Non-depolarizing agent that cause release of inflammatory mediator, resulting in hypotension and bronchospasm .

Pancuronium Adverse Effect

Pancuronium causes this side effect through an atropine-like effect.

Study Notes

• Neuromuscular blockers (NMBs) inhibit skeletal muscle contraction by interfering with Nm receptors

Classification of Neuromuscular Blockers (NMBs)
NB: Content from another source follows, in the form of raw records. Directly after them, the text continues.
PR #3895, opened 2026-01-28
refactor(transfer example): Remove `SelectedPath::Mixed` as an impossible state

matheus23:
## Description

There should never be a situation where multiple paths are selected, that's impossible from the way `RemoteStateActor` works.

This updates the example so that `SelectedPath::Mixed` is removed.


Frando (approved):
LGTM.

PR #14412, opened 2025-12-30
Look and Feel for the Module Manager using FlatLaf and user selectable themes

### LINKED ISSUE #12821: Fix text colour in Module column of Module Manager
Should be same colour as the other columns, not black.

See discord discussion [here](https://discord.com/channels/740127632586178572/911006365626036294/1163374790179033209) for background and screenshots.

Analysis from @uckelman : 
image

rlament:
This PR addresses the color contrast in the Module Manager and adds user selectable themes. The selected theme is stored in the global preferences.

Not tested on the MacOS. Need someone to give it a try.

Select the preferred theme from the Module Manager: File->Preferences->Look and Feel->Save->Quit and restart. Restart is required to refresh all visible windows. New windows, such as from launching a game module, will follow the newly selected theme without a restart.

This PR creates some downstream visibility issues. Some of the default buttons (server, camera, zoom) are hard to see in dark mode. Messages in the chat log are hard to read in dark mode. However, the player window and chart windows are still in classic white and shouldn't be in dark mode. Some more work to do if this PR has traction.

Closes #12821

### DIFF
--- a/.github/workflows/package.yml
+++ b/.github/workflows/package.yml
@@ -211,6 +211,10 @@ jobs:
             sed -e '1{N;s/\n/ /;}' -e 's/ *([^)]*)//g' -e 's/,//g' )
           sudo apt install -y build-essential devscripts fakeroot ${dep}
 
+      - name: Install flatlaf
+        run: |
+          wget -O /usr/share/java/flatlaf.jar https://repo1.maven.org/maven2/com/formdev/flatlaf/3.7/flatlaf-3.7.jar
+
       - name: Make orig archive
         run: |
           package=$(dpkg-parsechangelog --show-field Source)


riverwanderer:
Confirmed fixes #12821 when tested on MacOS 12.7.6 (Monterey).

Also tested "Dark" mode; it works though it is obvious that colour schemes developed without this feature in mind - including the default chat colour - will present readability issues (just an observation):
e.g.
image

riverwanderer:
Continued working through all modes on the Mac, running up the Here I Stand module each time. All look ok to me; I perceived the differences between some modes but didn't look closely enough to see how Light varies from IntelliJ and Dark from Darcula.

riverwanderer:
> However, the player window and chart windows are still in classic white and shouldn't be in dark mode.

I'm seeing these windows in whatever mode is set - including in Dark mode. Aren't you expecting that, or have I misunderstood you here @rlament ?

rlament:
Thanks for the in depth review. Glad to hear that Mac look and feel works with similar issues.

> I perceived the differences between some modes but didn't look closely enough to see how Light varies from IntelliJ and Dark from Darcula.

The differences are subtle. Little things such as check box, radio button and arrow styles just to name a few. Perhaps not very obvious on the Mac.

> > However, the player window and chart windows are still in classic white and shouldn't be in dark mode.
> 
> I'm seeing these windows in whatever mode is set - including in Dark mode. Aren't you expecting that, or have I misunderstood you?

For Map, Private and Player Windows (an incomplete list) the background color can be specified. In the modules I happened to look at modules with backgrounds set to white, which overrides the Look and Feel. If there is a Map within a Chart, the background color can be set there too. For these windows, the toolbar, window border and decorations follow the look and feel, but not the background color.

PR #14427, opened 2026-01-06
Check files in FileConfigurer are not the empty string, due to a change in Java 25

uckelman:


vassal-app/src/main/java/VASSAL/configure/FileConfigurer.java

• Depolarizing NMBs cause prolonged depolarization
  • Example: Succinylcholine (Suxamethonium)
• Non-depolarizing NMBs act as competitive antagonists of Ach at Nm receptors
  • Example: Curare (prototype), no longer used clinically
• Non-depolarizing NMBs include drugs with names ending in "-curium" or "-curonium"
  • "-Curium" examples: Mivacurium, Atracurium, Cisatracurium
  • "-Curonium" examples: Pancuronium, Vecuronium, Rocuronium

Succinylcholine

• Used to depolarize the membrane by opening channels like acetylcholine
• Action persists longer at the neuromuscular junction, resulting in prolonged depolarization
• Causes a brief period of repetitive muscle excitation (fasciculations), followed by neuromuscular transmission blocking and flaccid paralysis (phase I block)
• High concentrations over time convert the block from a depolarizing phase I to a non-depolarizing phase II block
• Pharmacokinetics: Quaternary amine, given parentally because it cant cross into the CNS
• Metabolism: Metabolized by plasma pseudo-cholinesterase
• Duration: Has short effects, only lasting a few minutes

Succinylcholine Reversal:

• Fresh frozen plasma transfusion (contains pseudo-cholinesterase) can be used
  • Use this in cases of succinylcholine apnea
• Neostigmine can be used
  • can reverse the block in phase 2 only
  • The two phases of block are hard to differentiate clinically

Succinylcholine: Therapeutic Uses

• During surgical operations for short procedures like endotracheal intubation due to its shorter duration
• During electroconvulsive (ECT) therapy to control convulsions

Succinylcholine: Adverse Effects

• Sudden increase in IOP (intraocular pressure) from extra-ocular muscle contraction in phase 1
  • Contraindicated in patients with glaucoma or recent eye surgery
• Acute hyperkalemia due to efflux of muscle K+ during depolarization
• Postoperative muscle pain
• Bradycardia via cardiac M Re +++ (as ACh)
• Succinylcholine apnea
  • Idiosyncratic reaction due to deficiency of PsChE enzyme
  • Treated by artificial respiration and plasma transfusion

Non-depolarizing NMBs: Pharmacokinetics

• Quaternary amine
  • Poorly absorbed from the GIT (given parentally) and can't pass to CNS.
• Metabolism of Atracurium
  • Spontaneous plasma hydrolysis
  • Breakdown products may cause seizures, but less so with cisatracurium
  • It is the drug of choice in patients with severe renal or hepatic disease
• Vecuronium is metabolized by the liver
• Mivacurium is metabolized by Pseudo-cholinesterase

Reversal of Non-depolarizing NMBs:

• Block can be reversed spontaneosly
• Reversal of block through Neostigmine
  • Increase Ach level at NMJ, which displaces competitive blockers from the receptor
• Sugammadex reverses the effects of Rocuronium & Vecuronium

Non-depolarizing NMBs: Therapeutic Uses

• Used during surgical operations
• Used during electroconvulsive (ECT) therapy to control convulsions

Non-depolarizing NMBs: Adverse Effects

• Histamine release causes Hypotension & Bronchospasm
• High doses can cause Respiratory paralysis
• Pancuronium can have an atropine-like effect on the heart, leading to Tachycardia

Non-depolarizing NMBs: Contraindications & Precautions

• Contraindicated in patients with Myasthenia Gravis, Bronchial Asthma
• Use with caution with Aminoglycosides as they can aggravate MS paralysis.